PR #570, opened 2026-08-13
fix(resume): move the config-change baseline out of the agent-writable tree (#498)

### LINKED ISSUE #498: The resume config-change warning baselines off state.json, inside the tree it polices

pbean:
Closes #498.

The second half of the recorded 2026-08-08 decision. PR #568 built the user-scoped state root and moved the events channel onto it (#494); this moves the other artifact the decision names — the resume config-change baseline — into the same root. No new infrastructure.

## The defect

`resume` warns the operator when the host-exec config pinned at launch has changed under a run — verify commands, the resolved launch binary/args/env, the plugin allowlist (#461 point 4). The baseline it compares against round-tripped through `<project>/.bmad-loop/runs/<id>/state.json`, **inside the very tree the digest exists to police**. A session that rewrote `policy.toml` could blank `trusted_config_digest` in the same breath and the warning never fired — blanking sufficed, because the guard reads `""` as "no prior pin". The advisory caught the incidental change and never the deliberate one, which is what #498 was filed on.

## What moves

The digest is stamped at `<state root>/<project key>/<run-id>/config-digest`, beside the run's `events/`. Two new accessors in `runs.py` (`read_trusted_config_digest` / `write_trusted_config_digest`) plus a path helper; all three stamp sites move together:

| site | before | after |
| --- | --- | --- |
| `compose_run` | `RunState.trusted_config_digest` | `runs.write_trusted_config_digest` **+** the field, as a secondary |
| `compose_sweep` | same | same |
| `_resume_paused_run` re-stamp | same | same |

The read at resume prefers the state-root file and consults `RunState.trusted_config_digest` **only when that file is absent**. The field is still written — see the design point below for the two cases where it is the run's only surviving pin.

**Explicitly unchanged**, per the decision text:

- **The auto-sweep gate.** `_sweep_factory` has always compared against a baseline threaded in memory from launch, which nothing on disk can reach. Its closure carry is untouched.
- **`runsetup.config_digest`** — computation is unchanged; only storage moves.
- **The resume re-stamp** — still fires, still at the same moment, for the same reason (a human typed `resume`, which re-blesses the config; leaving the launch digest would make every later auto-sweep refuse after a legitimate resume-to-fix-a-setting).
- **`RUNS_DIR`** and the `tasks/` mailbox.

## The design point settled first

`state.json` is persisted data and a compatibility contract, so the question was whether to drop the field or keep it. **Kept and still written — as a secondary that is never preferred.** (This landed as read-only-for-one-release and was corrected in `33dc0fd` after codex round 2; see the review log.)

A run *paused under the old code* has its baseline in `state.json` and nowhere else. Reading only the state root would silently drop the pin for exactly the runs that sat idle longest — turning "this run has a pin" into "this run has none" on the first resume after the upgrade. That is the empty-means-legacy contract at `model.py` read backwards: the contract says *empty* means no prior pin, not that a *populated* field may be discarded.

The same "no file out of tree" answer arrives for a reason that has nothing to do with legacy runs, and this is what makes the field permanent rather than transitional: **the state root is keyed by the project's resolved path** (`project_tag` is `sha256(str(project.resolve()))`), so moving or renaming a project keys its runs somewhere new and orphans the subtree holding `config-digest`. `FEATURES.md` already documented that as the GC's known limit. `state.json` lives in the run dir and travels with it, so it is the copy that survives a move — and a `BMAD_LOOP_STATE_DIR` changed between launch and resume lands on the same path.

So the reader distinguishes two answers, and the distinction is load-bearing:

- `None` — no file out of tree. Means "this run predates #498, ask `state.json`".
- `""` — a baseline was stamped and it is empty. A real answer, and it must **not** reopen the agent-writable field.

Only `None` consults the field, which is what keeps rewriting the field pointless while the file is in reach — and is why the dual write costs #498 nothing. Empty keeps its meaning either way: no prior pin, no warning.

## Mechanics

- Written with `platform_util.atomic_write_text(..., follow_symlinks=False)`. The `follow_symlinks=False` is not incidental: the sibling events dir is handed to the driven session as `BMAD_LOOP_EVENTS_DIR`, so a link planted at this name must be replaced, never written through to a path of the session's choosing.
- **Read degrades, write raises.** Reading is observation feeding an advisory, and the resume is about to resolve the same state root for its events channel where the error is owned and reported; a resume that *aborted* because an advisory could not be read would be the worse failure. Writing is a repair write — a silently skipped stamp is the outcome hardest to detect later, because the next resume finds no file and decides on the in-tree copy alone, which is the tree this baseline exists to police.
- **GC is free.** The digest is a file inside the run's state dir, which `delete`/`archive`/`clean` and the orphan sweep already reclaim.
- **One ordering invariant touched, and its docstring updated.** `reconcile_orphan_state_dirs` reads state entries *before* live run-dir names on the strength of run dirs being created strictly first. The stamp is now the earliest writer into the state dir, so it is placed after `Journal` mkdirs the run dir (and before the pid lands, so a stamp that cannot be written fails the launch before an observer sees a live run). The docstring named `SignalWatcher` as the earliest creator; it now names both.

## What this buys, and what it does not

Sharpened after the codex review, which was right that the caveat is the main case rather than a corner.

**Closed: the incidental path.** The pin is no longer a project file, so nothing a session does in the ordinary course of rewriting the tree can collaterally blank it. That is precisely the case the advisory is documented to catch — "it catches the incidental change, not a deliberate one."

**Not closed: a pin at an old path key.** A project that moves away and later returns finds its old state-root subtree still there — unsweepable in between — and its stale pin is preferred over the blessing that travelled in `state.json`, for one resume, which then re-stamps and heals. Every tiebreak is unsound at equal privilege; **#572** carries the analysis.

**Not closed: the deliberate path.** Every shipped profile launches with permission bypass *by default* (`claude` `--permission-mode bypassPermissions`, `codex` `--dangerously-bypass-approvals-and-sandbox`, `gemini` `--approval-mode=yolo`, `copilot` `--allow-all-tools --allow-all-paths`, `antigravity` `--dangerously-skip-permissions`) — that is what an unattended loop is — and the session is handed `BMAD_LOOP_EVENTS_DIR`, whose parent is the state dir. A session that goes looking can *truncate* the baseline (reader answers `""`, a real "no baseline") or delete it **and** blank the in-tree secondary, and either silences the warning. The dual write raises that cost from one deletion to two edits, which is a speed bump, not a boundary — both are in reach.

There is no sound fix at equal privilege, which is why this PR states the limit instead of half-closing it: any marker distinguishing "this run should have a baseline" from "genuinely legacy run" must itself live somewhere the same session cannot reach, and at equal privilege no such place exists — in `state.json` the session edits both, in the state dir it is deleted with the file. Warning whenever *no* baseline exists instead fires a false alarm on every legacy run's first resume, on a warning whose value is that it is rare.

The direction that would work is **privilege separation on the state root** — which also covers the events channel's identical exposure (a session can delete `events/` and stall its own run) and so is worth deciding as one piece. Filed as **#571**; the limit is now stated in `runs.config_digest_path_for`'s docstring and the CHANGELOG entry, so the claim on record matches what the code delivers.

## Tests

Existing digest tests moved with the storage (4 asserts in `tests/test_cli.py` now read the state root). Added:

- **The mechanism itself** — config changed *and* `state.json`'s field blanked, exactly as one session could do it; the warning must still fire.
- **The rename path** — a run whose project is renamed between resumes still warns on a changed host-exec config, with the precondition asserted (the tag really did change and the out-of-tree read really does answer `None`), so it cannot pass for the wrong reason.
- **Both launch sites stamp both copies** — asserted on the state the launch composed, alongside the existing out-of-tree stamp assert.
- **The migration path** — a pre-#498 run compares against its in-tree field, warns, and comes out with the baseline out of tree.
- **Placement** — the digest lands at `<state dir>/config-digest` and nothing lands under `.bmad-loop/`.
- Absent-vs-empty; the read-degrades/write-raises asymmetry (3 rows: unnameable root, unresolvable project, symlink-loop `RuntimeError`); a planted symlink is replaced; the state-dir GC reclaims it.

**Every negative assertion was ablated** (harness requiring pytest rc==1 — rc=4 is a collection error, not a reddening; flags ablated singly, since a combined revert lets one coast). The harness caught two of its own:

- the first GC test used `delete_run`, which removes the run dir too, so it passed whether the digest was in or out of tree. Rewritten against `reconcile_orphan_state_dirs`, which reaches only out-of-tree state, and it reddens.
- the first precedence control for the round-2 fix ablated to `state.trusted_config_digest or read(...)`, which falls straight through on a *blanked* field and so never modelled "prefer the in-tree copy" at all — it passed while proving nothing. Re-specified as an outright pre-#498 read, and it reddens.

Round-2 rows: dropping the resume re-stamp, the `compose_run` pass-through, or the `compose_sweep` stamp each redden their own test; and the precedence is pinned in **both** directions — making the in-tree copy authoritative, or letting an empty field override a populated file, each redden #498's own attack test. That second direction is the one that matters after adding a second copy: it is what proves the original guarantee did not go vacuous.

## Verification

At `e2a6ee9`: `uv run pytest -q` 5324 passed / 44 skipped / 5 xfailed · `uv run pyright` 0 errors · `trunk fmt` + `trunk check --all --no-fix` clean.

## Review log

- **codex round 1** — one P1, "reject missing or empty external baselines". Confirmed on mechanism and materiality (bypass is the default, not an edge case), and it found a real defect in this PR: the CHANGELOG headline overstated the fix and contradicted its own caveat. Fixed in `43e92cf`, which restates both the entry and the docstring in terms of the incidental-vs-deliberate split. The suggested remedy — treat absent/empty as tampering — is declined on the stated boundary: it cannot be made sound at equal privilege, and the direction that can is #571.
- **CodeRabbit round 1** — one Major, "reject link and special-file digest reads". Confirmed: a genuine asymmetry in this PR's own work, which hardened the *write* with `follow_symlinks=False` and left the *read* on `Path.read_text` — a planted FIFO wedges `resume` indefinitely and a link to `/dev/zero` raises `MemoryError`, not the `OSError` the reader promises never to leak. Fixed in `1436ec4`, mirroring `tui.launch._read_ctl_window`: `O_RDONLY|O_NOFOLLOW|O_NONBLOCK`, `S_ISREG` on the **descriptor** (an `fstat` cannot be raced), bounded read. Unlike that twin it must not collapse empty to `None`.
- **codex round 2** — one P2, "preserve the pin when the project state key changes". Confirmed, and it is a **regression this branch introduced**, on a documented operator action with no tampering involved: renaming a project re-keys the state root and orphans the digest, and with the field no longer written the fallback was empty, so a changed host-exec config was accepted in silence. Verified against the base commit, which warns across the same rename. Fixed in `33dc0fd` by writing both copies with the read precedence unchanged; #498's attack test still passes untouched. The residual — a session deleting the file *and* blanking the field — stays on the round-1 boundary and with #571.
- **codex round 3** — one P2, "reject stale pins when a project returns to an old path". Confirmed on both harms (a false warning on an unchanged config; and silence when the config is reverted to the stale pin's own value), and **not** introduced by round 2's dual write — probed at `1436ec4`, where the stale pin is preferred and the false warning fires identically. Documented rather than fixed, in `e2a6ee9`: every tiebreak is unsound at equal privilege (preferring the session-writable in-tree copy hands back the silencing #498 closed; a generation number needs an unforgeable counterpart that does not exist; retiring the old copy needs the old key, which is either a session-supplied path feeding a delete or a cross-project delete keyed on run id). Same wall as #571, reached by re-keying rather than tampering. Filed with evidence and repro as **#572**.

## Summary by CodeRabbit

* **Security**
  * Trusted resume configuration baselines are now stored in the run’s external state directory.
  * Secure file handling protects baselines from unsafe files and symlink replacement.

* **Bug Fixes**
  * Existing runs automatically migrate from legacy project-state baselines.
  * Resume integrity checks continue working after project or state-directory moves.
  * Cleanup now removes associated control-plane data and orphaned run directories.

* **Documentation**
  * Updated disk-reclamation guidance to clarify baseline storage, fallback behavior, cleanup, and storage estimates.


pbean:
@codex review

pbean:
**P1 "Reject missing or empty external baselines" — confirmed on mechanism, and it found a real defect. Partially actioned; the suggested remedy declined on a stated boundary.**

Verified rather than taken on faith, and the premise is stronger than the finding claims: bypass is not a configuration some users pick, it is the **default** for every shipped profile — `claude.toml` `--permission-mode bypassPermissions`, `codex.toml` `--dangerously-bypass-approvals-and-sandbox`, `gemini.toml` `--approval-mode=yolo`, `copilot.toml` `--allow-all-tools --allow-all-paths`, `antigravity.toml` `--dangerously-skip-permissions`, applied by `GenericAdapter.interactive_argv` unless `[adapter] extra_args` overrides. Both silencing paths work as described: delete → reader returns `None` → legacy fallback reads `""` on any post-#570 run; truncate → `""`. Either way `bool(pinned)` is false.

**What this legitimately caught: my own overstated claim.** The CHANGELOG headline read "A session can no longer silence resume's config-change warning" and contradicted the caveat three sentences below it. That is fixed in `43e92cf`, which restates the entry and `config_digest_path_for`'s docstring in terms of the split that is actually true — the **incidental** path is closed (the pin is no longer a project file, so nothing done in the ordinary course of rewriting the tree can collaterally blank it, which is the case the advisory is documented to catch), the **deliberate** path is not.

**Why the remedy is declined here.** "Treat absent/empty/unreadable as tampering for a post-migration run, while retaining a way to identify genuinely legacy runs" requires a marker for *should this run have a baseline*, and that marker has to live somewhere the same session cannot reach. At equal privilege no such place exists: in `state.json` the session edits both; in the state dir it is deleted along with the file. The fallback shape you are pointing at is not an accident of the `None`/`""` split — it is that constraint surfacing.

The alternative of warning whenever no baseline exists at all trades a silent hole for a false alarm on every genuinely legacy run's first resume, on a warning whose entire value is that it is rare.

The direction that does work is **privilege separation on the state root** — the control plane owned by a principal the session does not run as. That also covers the events channel's identical exposure (a session can delete `events/` and stall its own run), so it wants deciding as one piece rather than as a marker bolted onto the digest. Filed with the full analysis as **#571**.

Scope note: this PR executes a recorded 2026-08-08 maintainer decision that is specifically "relocate the digest to a user-scoped state root keyed by (project, run_id)". Tampering detection is a new requirement on top, not part of that decision.

pbean:
@codex review

pbean:
@coderabbitai review

pbean:
**"Reject link and special-file digest reads" — confirmed and fixed in `1436ec4`.**

This one is right, and it caught a real asymmetry in my own work: I hardened the *write* with `follow_symlinks=False` and reasoned explicitly about planted links there, then left the *read* on `Path.read_text`. The file's parent is the `BMAD_LOOP_EVENTS_DIR` the engine hands the session, so degrading on a hostile path is not enough when the read itself is the weapon.

`read_trusted_config_digest` now establishes the shape before consuming bytes:

- **`O_NONBLOCK` + `S_ISREG` on the descriptor.** The FIFO case is the sharpest: opening one for reading blocks indefinitely, and `resume` is a foreground command a human is waiting on, so a planted FIFO wedges the terminal rather than costing a warning. The check is on the fd, not the path, so it cannot be raced.
- **`O_NOFOLLOW`** — the name is read, not wherever it points.
- **A 256-byte cap** — a link to `/dev/zero` otherwise reads to `MemoryError`, which is not the `OSError` this function promises never to leak. The cap removes the condition rather than absorbing it.

POSIX-only flags degrade to 0 on win32, where the size cap and regular-file check carry alone. This mirrors `tui.launch._read_ctl_window`, which solved the identical hazard for the ctl-window record — same shape, one idiom, and the docstring says so. It deliberately does *not* collapse empty to `None` the way that twin does: here `""` and `None` are different answers and the legacy fallback turns on the difference.

**Ablated singly**, since a combined revert would have let one flag coast: dropping `O_NONBLOCK`, `O_NOFOLLOW`, `S_ISREG`, or the cap each reddens its own row, and the absent-vs-empty control still passes under the full revert. The FIFO row is guarded by `SIGALRM` rather than a `multiprocessing` join — the first draft used `Process`, whose default `fork` start method on Linux warns on 3.12+ and risks a child deadlock, i.e. it traded a hang under ablation for a possible hang in the ordinary run.

**Scope note on the mergeability rationale.** The remaining exposure — a session *deleting* the baseline to silence the warning — is not closed by this and cannot be closed at equal privilege; that is tracked in #571 with the analysis. What `1436ec4` closes is the denial-of-service half, which is separable and fixable, and it was worth separating.

One thing your review surfaced that is **not** in this PR's diff: `signals.py`'s `SignalWatcher.poll` reads event files in the same directory with `entry.read_text(...)`, so the events channel has the identical exposure — pre-existing from #494/#568, not introduced here. Adding it to #571 rather than widening this PR.

pbean:
@codex review

pbean:
**P2 "Preserve the pin when the project state key changes" — confirmed, and it is a regression this branch introduced. Fixed in `33dc0fd`.**

This one is right, and it is a different animal from the P1 in the last round. That one needed a session to go tampering; this needs nobody to do anything wrong at all — an operator renames a directory and a security advisory goes quiet forever.

I verified the mechanism rather than reasoning about it, then verified it was a *regression* by running the same probe against the base commit:

| | out-of-tree read | in-tree field | warning on a changed host-exec config |
|---|---|---|---|
| head `1436ec4`, no move | populated | `""` | **fires** |
| head `1436ec4`, after rename | `None` | `""` | **silent** ← the defect |
| base `1878289`, after rename | *(n/a)* | populated | **fires** |

`project_tag` is `sha256(str(project.resolve()))`, so the rename keys the run somewhere new (`d7653555bc27fe3f` → `f076ba90ab0d1df6`) and orphans the subtree holding `config-digest`; `state.json` lives in the run dir and travels with it. The old subtree is still on disk, and by the same token unreachable — `FEATURES.md` already documented that as the GC's known limit, which is exactly the fact this finding turns on. `rc == 0` on the post-move resume, so the path is reachable, not theoretical. Your second scenario, a `BMAD_LOOP_STATE_DIR` that changes between launch and resume, lands on the same code path.

**The remedy is yours, and it does not cost #498 anything** — that was the thing worth checking before taking it. Both launch sites and the resume re-stamp now write the in-tree copy alongside the out-of-tree file, and the read precedence is *unchanged*: `_resume_paused_run` reads the file first and consults `state.trusted_config_digest` only when the file is absent (`None`). So the in-tree copy is never preferred while the file is in reach, which is what keeps rewriting it pointless — #498's attack (rewrite `policy.toml`, blank the field) still warns, and its test still passes untouched. In the tamper model the dual write is never worse and is better in one branch: deleting the file alone no longer silences anything, it now takes deleting the file *and* blanking the field.

The `None` vs `""` split is untouched and still load-bearing: a *truncated* file is a real "no baseline" and must not reopen the tree, so only `None` falls back.

Ablated singly, requiring `rc==1`:

- drop the resume re-stamp → the new rename test reddens
- drop the `compose_run` pass-through → the run-launch stamp assert reddens
- drop the `compose_sweep` stamp → the sweep-launch stamp assert reddens

and the precedence pinned in **both** directions, because "we wrote a second copy" is the kind of change that quietly makes the original guarantee vacuous:

- make the in-tree copy authoritative (the pre-#498 read) → #498's attack test reddens
- let an empty in-tree field override a populated file → #498's attack test reddens

My first attempt at that second control was a **fake green** and worth naming: I ablated to `state.trusted_config_digest or read(...)`, which falls straight through on the blanked field, so it never modelled "prefer the in-tree copy" at all and passed while proving nothing. The control was mis-specified, not the code — but a control that passes for the wrong reason is indistinguishable from a guarantee that holds, which is the whole hazard.

Docs corrected with the code: the CHANGELOG said "The field is no longer written", which this makes false, and `RunState.trusted_config_digest` was labelled `LEGACY, read-only, one release` — it is now the travelling secondary, permanently. `FEATURES.md`'s known-limit note now says a move does not cost the run its baseline.

Not fixed, and still #571: a session that *deletes* the out-of-tree file and blanks the in-tree copy. That needs a marker where the session cannot reach, and at equal privilege there is nowhere — unchanged from the last round.

Gates at `33dc0fd`: pytest 5324 passed / 44 skipped / 5 xfailed, pyright 0 errors, `trunk check --all --no-fix` clean.

pbean:
@codex review

pbean:
@coderabbitai review

pbean:
**P2 "Reject stale pins when a project returns to an old path" — confirmed on both harms, and not fixed here. Documented on a stated boundary in `e2a6ee9`; filed as #572.**

Both halves reproduce, so this is taken at full strength rather than talked down:

- **False warning** — A → B → A with a real resume at each stop, config untouched since B's blessing: the resume reads A's stale pin and reports the host-exec config changed. It did not.
- **Missed warning** — revert the config to the value A's stale pin holds and the resume goes *silent*, although the config did change relative to the last blessing. Your "worse" is the right word for it.

Both self-heal, because the resume re-stamps the current key — one wrong answer per return trip.

**One correction to the framing, and it is the reason this is not a fix on this branch.** The finding reads as if the round-2 dual write introduced it. It did not. Probed at `1436ec4`, before that commit, with the in-tree field unwritten:

| | out-of-tree read at A | in-tree copy | false warning |
| --- | --- | --- | --- |
| `1436ec4` (out-of-tree only) | stale `digest(C1)` | `""` | **yes** |
| `33dc0fd` (dual write) | stale `digest(C1)` | `digest(C2)` | **yes** |

Identical. The stale pin is preferred at both commits; the dual write only made a fresher copy visible beside it. What that commit *did* change on this path is the other leg — at `1436ec4` the resume at B does not warn at all, and now it does.

**Why I am not taking the remedy.** Each option is either unsound at equal privilege or worse than the bug:

- *Prefer the fresher-looking in-tree copy.* It is session-writable. Letting it beat the out-of-tree file hands every session precisely the silencing #498 exists to close — the one thing this PR must not trade away.
- *Associate the pin with a generation.* The file can carry one, but concluding "a newer blessing exists elsewhere" needs a counterpart the session cannot forge, and the only candidate is the in-tree copy. Same wall.
- *Retire stale state-root copies when re-keying.* This needs the old key. Taking it from `state.json` feeds a session-supplied path into a delete — a destructive primitive strictly worse than a spurious advisory. Taking it by enumerating the state root makes it a cross-project delete keyed on run id, which silences a live run's pin on any collision.

So it is the same wall #571 names — the identity and privilege model of the state root — reached by re-keying rather than by tampering. A pin whose location is stable across a project's lifetime, rather than derived from a path that can change and change back, has no stale sibling to arbitrate; that is a decision to take with #571, not a patch to bolt on here.

`e2a6ee9` records the limit in `read_trusted_config_digest`'s docstring next to the #571 one, and adds the caveat to the CHANGELOG so the claim on record does not overstate what the move buys — which is the defect round 1 caught, and I would rather not repeat it. Full evidence and repro on **#572**.

Gates at `e2a6ee9`: pytest 5324 passed / 44 skipped / 5 xfailed, pyright 0 errors, `trunk check --all --no-fix` clean.

pbean:
@codex review

pbean:
@coderabbitai review

pbean:
**Both actionable comments landed on real gaps in my own tests. One premise corrected, both fixed in `3454bee`.**

**1. "Bound the read, not just the result" — confirmed, and worse than filed.** `..._is_bounded` asserted only `len(got) == _MAX_DIGEST_BYTES`, and its docstring claimed it pinned the bound on the *read* while naming the exact reader that would slip through: one that slurps the file and truncates at the end. That reader returns 256 bytes too. Ablated it — **rc=0, it passed** — so the docstring was asserting something the test did not check, which is the same overstatement defect codex caught in round 1, this time inside a test. Requested counts are now captured at `os.read` and totalled; that row fails at `assert 1114112 <= 256`. The returned-length assert stays, because it is what catches a cap honoured on the read and then lost.

**2. "The FIFO test does not exercise `S_ISREG`" — premise refuted, but the variant you asked for is worth having, so it is in.** Ablating the descriptor check *does* redden the existing test:

```
E  AssertionError: assert '' is None
```

An idle FIFO opened `O_RDONLY|O_NONBLOCK` reads EOF rather than `EAGAIN`, so without the check the reader answers `""` where it owes `None` — the guard is graded today.

What the idle case does *not* model is the attack. Those bytes being empty is an accident of there being no writer; with one holding the FIFO open and feeding it, a reader that got as far as `os.read` returns **whatever the session piped in and treats it as this run's baseline** — feed the digest of the config just installed and `resume` is satisfied; feed noise and the operator is warned off a change nobody made. Neither is a hang, so the sibling's `SIGALRM` would never notice. Added as a twin, `O_RDWR` on the holder because a write-only open on a FIFO blocks until a reader arrives and would wedge the test itself.

Ablated singly, since a combined revert lets one coast:

| ablation | idle-FIFO | fed-FIFO | bounded |
| --- | --- | --- | --- |
| slurp whole file, truncate at end | — | — | **reddens** (was green) |
| uncapped `os.read` | — | — | **reddens** |
| drop `S_ISREG` | **reddens** | **reddens** | — |

Gates at `3454bee`: pytest 5325 passed / 44 skipped / 5 xfailed, pyright 0 errors, `trunk check --all --no-fix` clean.

For the record on coverage: this was your first review of this branch since `43e92cf` — the three earlier heads were rate-limited, and the summary comment is edited in place on walkthrough refreshes as well as on the limit stub, so its timestamp is not a coverage signal. The incremental pass over `43e92cf..e2a6ee9` picked up both of these, which is exactly the span that had been skipped.

pbean:
@codex review

pbean:
@coderabbitai review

——

→ **EXERCISE**
When you retype the data above, start at its first line, stop after the line containing "Closes #498.", and leave out everything else.

→ **EXERCISE ANSWER**
PR #570, opened 2026-08-13
fix(resume): move the config-change baseline out of the agent-writable tree (#498)

### LINKED ISSUE #498: The resume config-change warning baselines off state.json, inside the tree it polices

pbean:
Closes #498.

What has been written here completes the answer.